Reliability assessment and thermal characterization of automotive power module package based on novel thick copper-ceramic substrate and hard epoxy encapsulation
Conference: CIPS 2022 - 12th International Conference on Integrated Power Electronics Systems
03/15/2022 - 03/17/2022 at Berlin, Germany
Proceedings: ETG-Fb. 165: CIPS 2022
Pages: 6Language: englishTyp: PDF
Authors:
Sprenger, Mario; Ottinger, Bettina (Vitesco Technologies, Nuremberg, Germany & Institute for Factory Automation and Productions Systems (FAPS), Friedrich-Alexander University Erlangen-Nürnberg (FAU), Germany)

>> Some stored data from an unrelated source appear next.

Issue #6619, opened 2018-01-09
What's going on with set[yY]AutoRange?


jpallas:
While working on the Scala getters and setters, I stumbled across a peculiar situation.  `setYAutoRange` is defined on `XYChart`, while `setyAutoRange` is defined in both `AbstractChart` and `XYChart`.

The definition in `AbstractChart` looks reasonable:
```java
  public AbstractChart setyAutoRange(boolean yAutoRange) {
    this.yAxis.setAutoRange(yAutoRange);
    sendModelUpdate(ChartToJson.serializeAutoRange(this.yAxis.getAutoRange()));
    return this;
  }
```

The definition of `setyAutoRange` in `XYChart` just delegates to `setYAutoRange`:
```java
  public XYChart setyAutoRange(boolean yAutoRange) {
    return this.setYAutoRange(yAutoRange);
  }
```

The definition of `setYAutoRange` in `XYChart` looks insane:
```java
  public XYChart setYAutoRange(boolean yAutoRange) {
    setXAutoRange(yAutoRange);
    return this;
  }
```

What is going on here?  

The Java bean-style property naming conventions invite confusion about property names that start with a one-letter "word", so the fact that both variants exist isn't surprising.  Groovy follows the [formal rules](http://www.oracle.com/technetwork/java/javase/documentation/spec-136004.html) implemented by [`Introspector`](https://docs.oracle.com/javase/8/docs/api/java/beans/Introspector.html#decapitalize-java.lang.String-), so it thinks `[gs]etYAutoRange` methods define a property named `YAutoRange` and not one named `yAutoRange`.  Users, of course, expect the name `yAutoRange` because it certainly doesn't occur to them that the "YA" in "YAutoRange" looks like the start of an acronym.  😭 

Since `XYChart` extends `AbstractChart`, my best guess is that the inconsistency in naming was noticed and something went horribly wrong in an attempt to fix it.  It seems like the fix should have been applied in `AbstractChart` but was instead applied in `XYChart` and just got messed up.

scottdraves:
Thanks yes this is broken!

scottdraves:
we should support both setYAutoRange and setyAutoRange, but not via insane code.

PR #6681, opened 2018-01-18
#6619 xy properties

jpallas:
This fixes the setyAutoRange bug and supplies (I think) all the missing upper/lower case versions of properties that start with X or Y.


jpallas:
Explicitly tagging #6619 because WTF github?

scottdraves:
awesome thank you, i just wrapped up 0.11.1 and will get to the PR backlog shortly.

Forndran, Freerik; Braun, Tobias (Vitesco Technologies, Nuremberg, Germany)
Franke, Joerg (nstitute for Factory Automation and Productions Systems (FAPS), Friedrich-Alexander University Erlangen-Nürnberg (FAU), Germany)
Abstract:
Standard automotive power modules with sixpack topology and highest power density rely on metal ceramic substrates, direct liquid cooling by copper heat sinks and soft encapsulation by silicone gel. Variations of this packaging concept are often sought in order to adapt performance, reliability and cost of the power module to requirements set within a particular application. Therefore non-standard packaging options, such as novel thick copper substrates with copper metallization thicknesses up to 2 mm, aluminium heat sinks and hard encapsulation by epoxy potting, are assessed within this study. To evaluate wether these options are a viable alternative to standard packaging approaches, soft and hard potted modules based on thick copper substrates soldered onto an aluminium heat sink are compared, in terms of thermal performance and thermo-mechanical reliability, to standard soft potted power modules based on active metal brazed substrates soldered onto a copper heat sink. Thermal resistance measurements and thermal impedance finite element simulations are performed in order to compare thermal performance of the module types, differences in thermo-mechanical reliability are assessed via thermal shock tests. Further quantification of the influence of active metal brazed and thick copper substrates, heat sink material and epoxy potting onto damage of interconnection layers, such as substrate solder and sintered die attach layer, is done by thermo-mechanical finite element simulation of thermal shock test.